#### Data
PR #8957, opened 2021-04-13
Don't allow modifying racks without update right

cconard96:
| Q             | A
| ------------- | ---
| Bug fix?      | yes
| New feature?  | no
| BC breaks?    | no
| Deprecations? | no
| Tests pass?   | yes
| Fixed tickets | #8951

### DIFF
--- a/ajax/rack.php
+++ b/ajax/rack.php
@@ -37,6 +37,10 @@ Html::header_nocache();
 
 Session::checkLoginUser();
 
+if (!Session::haveRight('datacenter', UPDATE)) {
+   http_response_code(403);
+   die;
+}
 if (isset($_REQUEST['action'])) {
    $answer = [];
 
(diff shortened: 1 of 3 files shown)


trasher (approved):

orthagh (approved):

orthagh (commented):
i remove my previous review, as i have a question.
issue #8957 explains the grid can be moved without the adequate right.

With the current PR, the move is still permitted bu will reverted after the ajax query.
I think it could be better, if possible, to prevent movement before (with setting `data-gs-no-move="true"` to all items in grid)

cconard96:
> I think it could be better, if possible, to prevent movement before (with setting `data-gs-no-move="true"` to all items in grid)

I didn't see that option when looking for a way to make the gridstack readonly. When I set that though, it still has the grab cursor if you try moving an item but it doesn't move. Instead trying to drag an item is the same as clicking it so it opens the asset form.

Actually it seems unrelated to the addition of the attribute. The mouse-up event anywhere in the rack seems to trigger opening an asset form...

cconard96:
Should be working properly now

orthagh (approved):

trasher (approved):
########
## Aim of the exercise
For every line of the entries holding the string "true", add one to a tally; give the final figure only.

## Response to this task
2